YOUR OBJECTIVE:
Every line below that holds the string "Thanks" must be copied.

PROVIDED ENTRIES:

[Start of Attachment]

Issue #129, opened 2025-08-27
[Feature] [integration][python] Integrate built-in Anthropic chat model.


alnzng:
### Search before asking

- [x] I searched in the [issues](https://github.com/apache/flink-agents/issues) and found nothing similar.

### Description

Provide built-in Anthropic chat model

### Are you willing to submit a PR?

- [x] I'm willing to submit a PR!

PR #139, opened 2025-09-02
[integration][python] Anthropic Chat Model APIs Integration

alnzng:
Linked issue: #129

### Purpose of change

Integrate Anthropic Chat Model APIs.

### Tests

Unit tests, also use `chat_model_example` as template to verify the Anthropic APIs.

```
2025-09-02 11:37:31,357 - INFO - HTTP Request: POST https://api.anthropic.com/v1/messages "HTTP/1.1 200 OK"
2025-09-02 11:37:31,359 - INFO - key: 0002, send_event: id=UUID('5445c578-d209-4520-b0d1-ec9b44667df1') request=ChatRequestEvent(id=UUID('3f708c50-7d06-4326-ab54-b58091be8b3b'), model='creative_chat_model', messages=[ChatMessage(role=<MessageRole.USER: 'user'>, content='Tell me a joke about cats.', tool_calls=[], extra_args={})]) response=ChatMessage(role=<MessageRole.ASSISTANT: 'assistant'>, content="Why don't cats play poker in the jungle?\n\nToo many cheetahs! 🐱", tool_calls=[], extra_args={})
2025-09-02 11:37:31,360 - INFO - key: 0002, performing action: process_chat_response
2025-09-02 11:37:31,360 - INFO - key: 0002, send_event: id=UUID('6c29e9dc-f5e7-4602-84ce-44e2d0f6686c') output="Why don't cats play poker in the jungle?\n\nToo many cheetahs! 🐱"
0001: The sum of 1 and 2 is 3.
0002: Why don't cats play poker in the jungle?

Too many cheetahs! 🐱
```
### API

  - ToolRequestEvent: Added optional external_id field for storing original tool call IDs from external systems
  (e.g., Anthropic tool_use_id)

### Documentation

n/a

### DIFF
--- a/python/flink_agents/integrations/chat_models/anthropic/anthropic_chat_model.py
+++ b/python/flink_agents/integrations/chat_models/anthropic/anthropic_chat_model.py
@@ -59,6 +59,14 @@ def convert_to_anthropic_message(message: ChatMessage) -> MessageParam:
                 }
             ],
         }
+    elif message.role == MessageRole.ASSISTANT:
+        # Use original Anthropic content blocks if available for context
+        anthropic_content_blocks = message.extra_args.get("anthropic_content_blocks")
+        content = anthropic_content_blocks if anthropic_content_blocks is not None else message.content
+        return {
+            "role": message.role.value,
+            "content": content,  # type: ignore
+        }
     else:
         return {
             "role": message.role.value,
@@ -176,8 +184,12 @@ class AnthropicChatModelConnection(BaseChatModelConnection):
 
             return ChatMessage(
                 role=MessageRole(message.role),
-                content=message.content,
-                tool_calls=tool_calls
+                content=message.content[0].text,
+                tool_calls=tool_calls,
+                extra_args={
+                    "anthropic_content_blocks": message.content
+                }
+
             )
         else:
             # TODO: handle other stop_reason values according to Anthropic API:
--- a/python/flink_agents/integrations/chat_models/anthropic/anthropic_chat_model.py
+++ b/python/flink_agents/integrations/chat_models/anthropic/anthropic_chat_model.py
@@ -15,18 +15,17 @@
 #  See the License for the specific language governing permissions and
 # limitations under the License.
 #################################################################################
-import typing
 import uuid
+from typing import Sequence, Optional, List, Any, Dict
 
+from anthropic import Anthropic
+from anthropic._types import NOT_GIVEN
+from anthropic.types import MessageParam, ToolParam, TextBlockParam
 from pydantic import Field, PrivateAttr
-from typing import Sequence, Optional, List, Any, Dict, Iterable
 
 from flink_agents.api.chat_message import ChatMessage, MessageRole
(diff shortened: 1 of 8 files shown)


wenjin272:
LGTM

wenjin272:
LGTM~

python/flink_agents/integrations/chat_models/anthropic/anthropic_chat_model.py
```diff
@@ -0,0 +1,245 @@
...
+                    },
+                    "original_id": content_block.id,
+                }
+                for content_block in message.content
+                if content_block.type == 'tool_use'
+            ]
+
+            return ChatMessage(
+                role=MessageRole(message.role),
+                content=message.content,
```
xintongsong: IIUC, this is the reason why we need to change the type of `ChatMessage.content` into `Union[str, List[Any]]`?

But do we need all the content blocks in the chat message? I think here we only care about the text block and tool use block (which is already converted into `tool_calls`.

alnzng: Yes, we need the previous content blocks as context. This implementation follows Anthropic official SDK example: https://github.com/anthropics/anthropic-sdk-python/blob/main/examples/tools.py#L39

IIUC, This is one of few major differences between Anthropic SDK and other SDKs(like OpenAI SDK). It requires the client pass the previous tool call context, otherwise it throws runtime errors like below example:

```
anthropic.BadRequestError: Error code: 400 - {'type': 'error', 'error': {'type': 'invalid_request_error', 'message': 'messages.2.content.0: unexpected `tool_use_id` found in `tool_result` blocks: toolu_01RPcDHy7vKQpAYgzL8Cd5Dr. Each `tool_result` block must have a corresponding `tool_use` block in the previous message.'}, 'request_id': 'req_011CSomfwQM8agx2hSbivysG'}
```

xintongsong: I see. In that case, I'd suggest to put the context in `ChatMessage.extra_args`, rather than the `content`. `role`, `content` and `tool_calls` are common fields of chat message that we should not assume only the anthropic chat model will access them. On the other hand, `extra_args` is a dict that accept arbitrary key-values, which is probably more suitable for storing implementation-specific information. WDYT?

alnzng: Good question. The current proposal should work well with the single model / LLM provider execution(which was my assumption), however as you pointed that the framework might need to support multi-models execution, which requires the `ChatMessage.content` to store model agnostic information only.

That being said, it makes sense to me that moving these anthropic specific content / context into `extra_args`. Let me refactor the codes accordingly. Thanks for the suggestion.

alnzng: Refactored the codes with your suggestion, please take a look. Thanks.

xintongsong (approved):
Thanks for addressing my comments. LGTM. Merging.

Issue #149, opened 2025-09-10
[Feature] [Integration] Add Embedding Model abstraction and provide a built-in Ollama embedding model implementation


alnzng:
### Search before asking

- [x] I searched in the [issues](https://github.com/apache/flink-agents/issues) and found nothing similar.

### Description

Add Embedding Model abstraction and provide a built-in Ollama embedding model implementation

### Are you willing to submit a PR?

- [x] I'm willing to submit a PR!

PR #150, opened 2025-09-10
[api][python] Add Embedding Model abstraction and provide a built-in Ollama embedding model implementation

alnzng:
Linked issue: #149 

### Purpose of change

This PR adds embedding model support to Flink Agents by defining base abstractions for embedding model connections and setups, along with a complete Ollama embedding model implementation for local development and testing.

### Tests

Unit tests

### API

 New Base Classes:
  - `BaseEmbeddingModelConnection` - Abstract base for embedding model connections
  - `BaseEmbeddingModelSetup` - Abstract base for embedding model setups

  New Resource Types:
  - `ResourceType.EMBEDDING_MODEL_CONNECTION`
  - `ResourceType.EMBEDDING_MODEL`

  New Decorators:
  - `@embedding_model_connection` - For declaring embedding model connections in agents
  - `@embedding_model_setup` - For declaring embedding model setups in agents

  New Concrete Implementations:
  - `OllamaEmbeddingModelConnection` - Ollama-specific connection implementation
  - `OllamaEmbeddingModelSetup` - Ollama-specific setup implementation

### Documentation

[Vector Store and Embedding Model Integration for Flink Agents](https://github.com/apache/flink-agents/discussions/143)

### DIFF
--- a/python/flink_agents/integrations/embedding_models/local/tests/start_ollama_server.sh
+++ b/python/flink_agents/integrations/embedding_models/local/tests/start_ollama_server.sh
@@ -26,7 +26,15 @@ if [[ $os == "Linux" ]]; then
   then
     exit $ret
   fi
-  ollama serve
+
+  if curl -f http://localhost:11434/api/tags >/dev/null 2>&1; then
+      echo "Ollama is already running"
+  else
+      echo "Starting Ollama server"
+      ollama serve &
+      sleep 10 # wait for ollama to start
+  fi
+
   ollama pull all-minilm:22m
   ollama run all-minilm:22m
 fi
--- a/python/flink_agents/integrations/chat_models/tests/start_ollama_server.sh
+++ b/python/flink_agents/integrations/chat_models/tests/start_ollama_server.sh
@@ -26,7 +26,15 @@ if [[ $os == "Linux" ]]; then
   then
     exit $ret
   fi
-  ollama serve
+
+  if curl -f http://localhost:11434/api/tags >/dev/null 2>&1; then
+      echo "Ollama is already running"
+  else
+      echo "Starting Ollama server"
+      ollama serve &
+      sleep 10 # wait for ollama to start
+  fi
+
   ollama pull qwen3:0.6b
   ollama run qwen3:0.6b
 fi


python/flink_agents/api/embedding_models/embedding_model.py
```diff
@@ -0,0 +1,107 @@
...
+    """
+
+    @classmethod
+    @override
+    def resource_type(cls) -> ResourceType:
+        """Return resource type of class."""
+        return ResourceType.EMBEDDING_MODEL_CONNECTION
+
+    @abstractmethod
+    def embed_query(self, text: str, **kwargs: Any) -> list[float]:
```
xintongsong: Minor: for simplicity
```suggestion
    def embed(self, text: str, **kwargs: Any) -> list[float]:
```

python/flink_agents/api/embedding_models/embedding_model.py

[End of Attachment]

EXPECTED ANSWER:
That being said, it makes sense to me that moving these anthropic specific content / context into `extra_args`. Let me refactor the codes accordingly. Thanks for the suggestion.
alnzng: Refactored the codes with your suggestion, please take a look. Thanks.
Thanks for addressing my comments. LGTM. Merging.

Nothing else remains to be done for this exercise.